覃綏安一愣:“倒也不必如此。”
覃識捂住膝蓋,生理眼淚不斷地從眼角冒出:“快...扶我起來....”
覃綏安起身把覃識抱起放至床上,準備檢查覃識膝蓋的傷。
覃識卻想起了高考前少年半跪在自己腳邊為她擦干小腿上的水漬的樣子,就連那天晚上做的夢都歷歷在目。
一種不知道是羞澀還是羞恥的情緒像藤蔓一樣爬滿了整個心臟,連心跳都變得飛快,她推了一把覃綏安:“沒受傷。”
為了不讓自己繼續待下去產生一些奇怪的想法,覃識身殘志堅地站起身,一瘸一拐地走出去,到房門口時才想起自己的目的,回頭對少年說:“下去吃飯。”

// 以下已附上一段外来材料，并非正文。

PR #1005, opened 2018-07-02
CampaignPage component portation

mendelB:
### What does this PR do?

This PR moves over everything from the `CampaignPage` component into its own `CampaignRoute` component and renames all `CampaignSubPage` paraphernalia to `CampaignPage`

No real changes here, this is only structural. Next step will be some refactoring to hopefully clean these up a bit.

The idea is to pull all Campaign routing related logic to an aptly named `CampaignRoute` component and to be rid of the idea of a Campaign Sub Page, now that all campaign pages are indeed Pages!


resources/assets/components/Campaign/CampaignRoute/CampaignRoute.js
```diff
@@ -0,0 +1,120 @@
...
+import { Switch, Route, Redirect } from 'react-router-dom';
+
+import Modal from '../../utilities/Modal/Modal';
+import CampaignFooter from '../../CampaignFooter';
+import BlockPageContainer from '../../pages/BlockPage/BlockPageContainer';
+import ActionPageContainer from '../../pages/ActionPage/ActionPageContainer';
+import CampaignPageContainer from '../../pages/CampaignPage/CampaignPageContainer';
+import PostSignupModalContainer from '../../pages/PostSignupModal/PostSignupModalContainer';
+
+const CampaignPage = props => {
```
DFurnes: Should we rename this to `const CampaignRoute`?

PR #1146, opened 2018-10-19
Fixing up the social metadata and associated meta tags.

weerd:
### What does this PR do?

This PR does a bit of tweaking and updates a few items in the `metadata` and corresponding outputted meta tags for pages and campaigns. We added a landscape version of the logo that can be linked to via Forge, and will work better for Facebook social shares.

This PR also adds the `og:image:width` and `og:image:height` meta tags, since according to Facebook:
> Using these tags will specify the image dimensions to the crawler so that it can render the image immediately without having to asynchronously download and process it.

🌵 

Refs [Pivotal ID #159468120](https://www.pivotaltracker.com/story/show/159468120)

### Checklist

### DIFF
--- a/app/helpers.php
+++ b/app/helpers.php
@@ -275,16 +275,18 @@ function get_metadata($entry)
         $image = $entry->coverImage->url;
     }
 
-    $data = [
+    return [
         'title' => data_get($entry, 'metadata.fields.title', $entry->title),
         'type' => 'article',
         'description' => data_get($entry, 'metadata.fields.description', null),
         'url' => config('services.phoenix.url').'/us/'.$entry->slug,
         'facebook_app_id' => config('services.analytics.facebook_id'),
-        'image' => $image ? $image.'?w=1200&h=1200&fm=jpg&fit=fill' : 'https://forge.dosomething.org/resources/ds-logo-highres.png',
+        'image' => [
+            'url' => $image ? $image.'?w=1200&h=1200&fm=jpg&fit=fill' : 'https://forge.dosomething.org/resources/ds-logo-landscape.png',
+            'width' => '1200',
+            'height' => $image ? '1200' : '630',
+        ],
     ];
-
-    return $data;
 }
 
 /**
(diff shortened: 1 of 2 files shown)


app/helpers.php
```diff
@@ -275,16 +275,18 @@ function get_metadata($entry)
...
         'title' => data_get($entry, 'metadata.fields.title', $entry->title),
         'type' => 'article',
         'description' => data_get($entry, 'metadata.fields.description', null),
         'url' => config('services.phoenix.url').'/us/'.$entry->slug,
         'facebook_app_id' => config('services.analytics.facebook_id'),
-        'image' => $image ? $image.'?w=1200&h=1200&fm=jpg&fit=fill' : 'https://forge.dosomething.org/resources/ds-logo-highres.png',
+        'image' => [
+            'url' => $image ? $image.'?w=1200&h=1200&fm=jpg&fit=fill' : 'https://forge.dosomething.org/resources/ds-logo-landscape.png',
+            'width' => '1200',
+            'height' => $image ? '1200' : '630',
```
weerd: I can add a comment if you think it's useful, but the height will only differ if it resorts to using the `forge.dosomething.org` provided logo, otherwise it'll be `1200`.

resources/views/partials/metadata.blade.php
```diff
@@ -20,5 +20,7 @@
 @endif
 <meta property="og:url" content="{{ $metadata['url'] }}" />
 <meta property="og:site_name" content="DoSomething.org" />
-<meta property="og:image" content="{{ $metadata['image'] }}" />
-<meta property="fb:admins" content="{{ $metadata['facebook_app_id'] }}" />
+<meta property="og:image" content="{{ $metadata['image']['url'] }}" />
+<meta property="og:image:width" content="{{ $metadata['image']['width'] }}" />
+<meta property="og:image:height" content="{{ $metadata['image']['height'] }}" />
+<meta property="fb:app_id" content="{{ $metadata['facebook_app_id'] }}" />
```
weerd: Turns out `fb:admins` was an old meta tag property and no longer used in favor of `fb:app_id`.

app/helpers.php
mendelB: I _think_ it's pretty deducible 🤷‍♂️

DFurnes: It might be worth adding a comment explaining why the 1200x1200 default crop, but this looks straightforward enough to me otherwise!

weerd: Yeah, ok... I could see us forgetting 🤔 Will add and then merge 💃

PR #1150, opened 2018-10-22
Page Cover Image Field Contentful Migration

mendelB:
### What does this PR do?

This PR adds a Contentful Migration script which adds a `coverImage` field to the Page Content Type.

image

### DIFF
--- a/contentful/migrations/2018_10_22_001_add_cover_image_field_to_page.js
+++ b/contentful/migrations/2018_10_22_001_add_cover_image_field_to_page.js
@@ -13,6 +13,6 @@ module.exports = function(migration) {
   page.moveField('coverImage').beforeField('content');
 
   page.changeEditorInterface('coverImage', 'assetLinkEditor', {
-    helpText: 'The cover Image will display on the page before the content',
+    helpText: 'The cover image will display on the page before the content.',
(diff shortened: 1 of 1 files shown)


contentful/migrations/2018_10_22_001_add_cover_image_field_to_page.js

高考結束,齊家的事也告一段落,距離成績公布還有一段長久的距離,覃識和駱藝兩個人去a市附近的城市短途旅游了兩天,回來之后卻愈發覺得無事可干。
覃識聽說家里的生意好像確實遇到了問題,連自家老爸都重新出山去了公司。
中途她還見過一眼溫叔叔,真可謂是一夜白頭,原本在同齡人中顯得年輕許多的溫叔叔,如今看上去一臉老態,大約是真的遇到了難以攻克的難關。
她也幫不上忙,只能開支節省些,祈禱自己能繼續做小富婆的時候虔誠些。
覃家本就無意讓覃識接觸公司上的事情,便誘哄著她如以前一樣就行。